● **How to complete this task**
Keep only the lines of the listing that include the word "functions", and copy them.

● **Data for this exercise**
PR #617, opened 2018-10-11
Improve error reporting when there is a failure during an update

### LINKED ISSUE #323: abort operation when network fails and return network-related  error code
When the network goes down, I'd expect swupd to retry the same request a few times and then give up entirely (ideally configurably, see issue #322). The overall return code then should indicate a network error (see issue #296).

What I see happening instead when simulating network issues starting with the pack-os-core-from-10.tar is that it tries to download the pack only once (why no retry?) and then it falls back to downloading individual files. In addition, the exit code is the generic value 1, i.e. the caller cannot determine that the problem was because of a network issue.

HTTP log:
```
2017-10-20 16:29:22,892 - oe-selftest - INFO - "GET /10/Manifest.MoM.tar HTTP/1.1" 200 -
2017-10-20 16:29:22,908 - oe-selftest - INFO - "GET /20/Manifest.MoM.tar HTTP/1.1" 200 -
2017-10-20 16:29:22,922 - oe-selftest - INFO - "GET /10/Manifest.os-core.tar HTTP/1.1" 200 -
2017-10-20 16:29:23,114 - oe-selftest - INFO - "GET /20/Manifest-os-core-delta-from-10 HTTP/1.1" 200 -
2017-10-20 16:29:23,151 - oe-selftest - INFO - code 500, message test server is intentionally down
2017-10-20 16:29:23,151 - oe-selftest - INFO - "GET /20/pack-os-core-from-10.tar HTTP/1.1" 500 -
2017-10-20 16:29:23,165 - oe-selftest - INFO - code 500, message test server is intentionally down
2017-10-20 16:29:23,166 - oe-selftest - INFO - "GET /20/files/fbfc8883ed443f3dfbc5c97c5f533b226f453c37f1bb922b22800c5db5a8f844.tar HTTP/1.1" 500 -
2017-10-20 16:29:23,178 - oe-selftest - INFO - code 500, message test server is intentionally down
2017-10-20 16:29:23,178 - oe-selftest - INFO - "GET /20/files/44d4a9eb71ab2e552fe189f638b04c39ea47a63108a5c7f84d7a40aaa28c3b38.tar HTTP/1.1" 500 -
2017-10-20 16:29:23,190 - oe-selftest - INFO - code 500, message test server is intentionally down
2017-10-20 16:29:23,190 - oe-selftest - INFO - "GET /20/files/e4e5e0ae2c60df90f913e58bbdcfdaf5bd6f4762702c092a19074ebf6d410b08.tar HTTP/1.1" 500 -
2017-10-20 16:29:23,202 - oe-selftest - INFO - code 500, message test server is intentionally down
2017-10-20 16:29:23,202 - oe-selftest - INFO - "GET /20/files/c702727015ed7fb561646f0a5f6280b95e7c2058edacce1ee7a60b586f1bc250.tar HTTP/1.1" 500 -
2017-10-20 16:29:23,213 - oe-selftest - INFO - code 500, message test server is intentionally down
2017-10-20 16:29:23,214 - oe-selftest - INFO - "GET /20/files/f6feec20bdf0ff89dff3688a5d9c662276f33f69691d9d91ec404d251ccc877b.tar HTTP/1.1" 500 -
...
```

Output:
```
swupd-client software update 3.12.0
   Copyright (C) 2012-2017 Intel Corporation

Update started.
Preparing to update from 10 to 20
Running script 'Pre-update'
Downloading packs...
	...100%

Statistics for going from version 10 to version 20:

    changed bundles   : 1
    new bundles       : 0
    deleted bundles   : 0

    changed files     : 11
    new files         : 2
    deleted files     : 1

File /etc/os-release was not in a pack
	...92%
Error for fbfc8883ed443f3dfbc5c97c5f533b226f453c37f1bb922b22800c5db5a8f844 download: Received 500 response
Error for 44d4a9eb71ab2e552fe189f638b04c39ea47a63108a5c7f84d7a40aaa28c3b38 download: Received 500 response
Error for e4e5e0ae2c60df90f913e58bbdcfdaf5bd6f4762702c092a19074ebf6d410b08 download: Received 500 response
Error for c702727015ed7fb561646f0a5f6280b95e7c2058edacce1ee7a60b586f1bc250 download: Received 500 response
Error for f6feec20bdf0ff89dff3688a5d9c662276f33f69691d9d91ec404d251ccc877b download: Received 500 response
Error for fdd9cdad7808d054db30f814df78b79b987f5a940f881de68a1bf708b58fea68 download: Received 500 response
Error for 10bd4b83febc4cf5dac47dc48d315b861743d2a54ca5d2f433ccee1842d73aa3 download: Received 500 response
Error for 9dd3a9120a7b346f512426efe61f7d1ff6ac01aa430676320b1f794c64de1650 download: Received 500 response
Error for eaf9a9fcf2c7d73d256229a992511bddd8788718b2e5ef75e41fa6c4c107835f download: Received 500 response
Error for 28cb7c6cad23920f344157f48ae353caca34e9a2f5cff934a4fdaaf7509f2062 download: Received 500 response
Error for 699eba4e65f383e8f34f79004652a25ea5346eaa69dc48019d5b46ab38056afa download: Received 500 response
Starting download retry #1
	...100%
Error for 699eba4e65f383e8f34f79004652a25ea5346eaa69dc48019d5b46ab38056afa download: Received 500 response
Error for 28cb7c6cad23920f344157f48ae353caca34e9a2f5cff934a4fdaaf7509f2062 download: Received 500 response
Error for eaf9a9fcf2c7d73d256229a992511bddd8788718b2e5ef75e41fa6c4c107835f download: Received 500 response
Error for 9dd3a9120a7b346f512426efe61f7d1ff6ac01aa430676320b1f794c64de1650 download: Received 500 response
Error for 10bd4b83febc4cf5dac47dc48d315b861743d2a54ca5d2f433ccee1842d73aa3 download: Received 500 response
Error for fdd9cdad7808d054db30f814df78b79b987f5a940f881de68a1bf708b58fea68 download: Received 500 response
Error for f6feec20bdf0ff89dff3688a5d9c662276f33f69691d9d91ec404d251ccc877b download: Received 500 response
Error for c702727015ed7fb561646f0a5f6280b95e7c2058edacce1ee7a60b586f1bc250 download: Received 500 response
Error for e4e5e0ae2c60df90f913e58bbdcfdaf5bd6f4762702c092a19074ebf6d410b08 download: Received 500 response
Error for 44d4a9eb71ab2e552fe189f638b04c39ea47a63108a5c7f84d7a40aaa28c3b38 download: Received 500 response
Error for fbfc8883ed443f3dfbc5c97c5f533b226f453c37f1bb922b22800c5db5a8f844 download: Received 500 response
Starting download retry #2
	...100%
Error for fbfc8883ed443f3dfbc5c97c5f533b226f453c37f1bb922b22800c5db5a8f844 download: Received 500 response
Error for 44d4a9eb71ab2e552fe189f638b04c39ea47a63108a5c7f84d7a40aaa28c3b38 download: Received 500 response
Error for e4e5e0ae2c60df90f913e58bbdcfdaf5bd6f4762702c092a19074ebf6d410b08 download: Received 500 response
Error for c702727015ed7fb561646f0a5f6280b95e7c2058edacce1ee7a60b586f1bc250 download: Received 500 response
Error for f6feec20bdf0ff89dff3688a5d9c662276f33f69691d9d91ec404d251ccc877b download: Received 500 response
Error for fdd9cdad7808d054db30f814df78b79b987f5a940f881de68a1bf708b58fea68 download: Received 500 response
Error for 10bd4b83febc4cf5dac47dc48d315b861743d2a54ca5d2f433ccee1842d73aa3 download: Received 500 response
Error for 9dd3a9120a7b346f512426efe61f7d1ff6ac01aa430676320b1f794c64de1650 download: Received 500 response
Error for eaf9a9fcf2c7d73d256229a992511bddd8788718b2e5ef75e41fa6c4c107835f download: Received 500 response
Error for 28cb7c6cad23920f344157f48ae353caca34e9a2f5cff934a4fdaaf7509f2062 download: Received 500 response
Error for 699eba4e65f383e8f34f79004652a25ea5346eaa69dc48019d5b46ab38056afa download: Received 500 response
Starting download retry #3
	...100%
Error for 699eba4e65f383e8f34f79004652a25ea5346eaa69dc48019d5b46ab38056afa download: Received 500 response
Error for 28cb7c6cad23920f344157f48ae353caca34e9a2f5cff934a4fdaaf7509f2062 download: Received 500 response
Error for eaf9a9fcf2c7d73d256229a992511bddd8788718b2e5ef75e41fa6c4c107835f download: Received 500 response
Error for 9dd3a9120a7b346f512426efe61f7d1ff6ac01aa430676320b1f794c64de1650 download: Received 500 response
Error for 10bd4b83febc4cf5dac47dc48d315b861743d2a54ca5d2f433ccee1842d73aa3 download: Received 500 response
Error for fdd9cdad7808d054db30f814df78b79b987f5a940f881de68a1bf708b58fea68 download: Received 500 response
Error for f6feec20bdf0ff89dff3688a5d9c662276f33f69691d9d91ec404d251ccc877b download: Received 500 response
Error for c702727015ed7fb561646f0a5f6280b95e7c2058edacce1ee7a60b586f1bc250 download: Received 500 response
Error for e4e5e0ae2c60df90f913e58bbdcfdaf5bd6f4762702c092a19074ebf6d410b08 download: Received 500 response
Error for 44d4a9eb71ab2e552fe189f638b04c39ea47a63108a5c7f84d7a40aaa28c3b38 download: Received 500 response
Error for fbfc8883ed443f3dfbc5c97c5f533b226f453c37f1bb922b22800c5db5a8f844 download: Received 500 response
ERROR: Could not download all files, aborting update
Update took 70.9 seconds
44 files were not in a pack
swupd-update-partition: swupd: return code 1 = unspecific failure
```

castulo:
This PR includes commits to improve the way errors in updates are being handled so the final status of an update is more accurately communicated to the user. The PR includes the following items:
- It merges the load_mom and load_mom_err functions into since the only difference between them was that load_mom was a wrapper that didn't return an error code in case the function failed.
- Shows an actual message of "Update filed" when there is an error during the update process.
- If one or more files fail to be downloaded, abort the update.

Closes #323


src/update.c
```diff
@@ -315,25 +315,28 @@ static int main_update()
...
 			increment_retries(&retries, &timeout);
-			fprintf(stderr, "Retry #%d downloading from/to MoM Manifests\n", retries);
+			fprintf(stderr, "Retry #%d downloading current MoM manifest\n", retries);
 			goto load_current_mom;
 		}
-		fprintf(stderr, "Failure retrieving manifest from server\n");
-		ret = EMOM_NOTFOUND;
+		if (manifest_err == -ENET404 || manifest_err == -ENOENT) {
+			fprintf(stderr, "The current MoM manifest was not found\n");
+		}
```
jwakre: I think this would be easier to read:

if (manifest_err == -ENET404 || manifest_err == -ENOENT) {
....
} else if (retries < MAX_TRIES) {
.....
}

castulo: ok, I'll make that change @jwakre

castulo:
@jwakre I made the requested change

src/update.c
```diff
@@ -315,25 +315,27 @@ static int main_update()
...
+			fprintf(stderr, "The current MoM manifest was not found\n");
+		} else if (retries < MAX_TRIES) {
 			increment_retries(&retries, &timeout);
-			fprintf(stderr, "Retry #%d downloading from/to MoM Manifests\n", retries);
+			fprintf(stderr, "Retry #%d downloading current MoM manifest\n", retries);
 			goto load_current_mom;
 		}
-		fprintf(stderr, "Failure retrieving manifest from server\n");
-		ret = EMOM_NOTFOUND;
+		ret = EMOM_LOAD;
```
jwakre: I think that since we already have manifest_err, we should return that instead of guessing EMOM_LOAD.

src/search.c
```diff
@@ -805,10 +805,10 @@ static int download_manifests(struct manifest **MoM, struct list **subs)
 		return ECURRENT_VERSION;
 	}
 
-	*MoM = load_mom(current_version, false, false);
+	*MoM = load_mom(current_version, false, false, NULL);
```
jwakre: My understanding of #323 is that part of the issue is error code propagation. Is there a reason that we still want to not get the exact error codes from load_mom? We could return the error code from load_mom instead of using EMOM_LOAD as a generic error.

src/download.c
```diff
@@ -581,6 +582,11 @@ int swupd_curl_parallel_download_end(void *handle, int *num_downloads)
 		}
 	}
 
+	// If there are download failures at this point return an error
+	if (h->failed != NULL) {
+		ret = -EFULLDOWNLOAD;
```
otaviobp: As you are changing this, can you rename this constant? This name doesn't make sense anymore. And can you document the new return code in the function header?

src/update.c
```diff
@@ -479,8 +467,9 @@ static int main_update()
 		(void)update_device_latest_version(server_version);
 		printf("Update was applied.\n");
 	} else if (ret < 0) {
-		// Ensure a positive exit status for the main program.
+		/* Ensure a positive exit status for the main program. */
```
otaviobp: any reason to change the comment style? afaik we're using both in swupd

src/search.c
castulo: The other day I had a talk with @otaviobp about this, we talked about what return codes we should be returning back to the end user. He mentioned that although we can use many different codes within the functions of the swupd code, the codes we are supposed to return to the end user are only those listed in https://github.com/clearlinux/swupd-client/blob/master/src/swupd-error.h.
This make sense to me, because at the moment internally we also use error codes from curl or from errno.h or errno-base.h, so if we propagate those errors to the end user they may not make any sense to the user anyway. 

I understand that part of #323 is error code propagation, and that part has been addressed by adding the exact error code to the load_mom function.  But in the end we need to translate that error into one of the swupd-errors before returning to the user, so we cannot really always propagate all the codes up to the user.

I think the most important part of what #323 complains about is the fact that the error returned was misleading and the presented output didn't provide much help to determine what caused the error. I think that has been fixed now with the changes in the PR, even if the return code received by the end user is a generic EMOM_LOAD error (which is more accureate than EMOM_NOTFOUND) the messages that are printed as part of the output will now be useful to determine the problem.

src/update.c
castulo: For some reason I thought we were only using this style /* */, but now that you mentioned this I just started looking the other style of comments everywhere too. My mind was playing tricks on me. I'll return that comment the way it was.

src/update.c
castulo: see my answer to your comment below and let me know what you think

src/search.c
jwakre: I understand and this looks good to me now. Thanks for the clarification.

otaviobp: I would add just one thing to @castulo comment. All error codes returned by a Linux application should be a positive integer number from 0 to 255, where 0 is success. And all exit codes should be in swupd-error.h and documented on doc/swupd.1.

src/download.c
castulo: ok, I'll rename it as EFILEDOWNLOAD, I think it will be more useful that way

castulo:
@otaviobp I made the change you requested

castulo:
I forgot to change the comment of EFILEDOWNLOAD in the test library, I updated that.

● **Answer space**
- It merges the load_mom and load_mom_err functions into since the only difference between them was that load_mom was a wrapper that didn't return an error code in case the function failed.
castulo: The other day I had a talk with @otaviobp about this, we talked about what return codes we should be returning back to the end user. He mentioned that although we can use many different codes within the functions of the swupd code, the codes we are supposed to return to the end user are only those listed in https://github.com/clearlinux/swupd-client/blob/master/src/swupd-error.h.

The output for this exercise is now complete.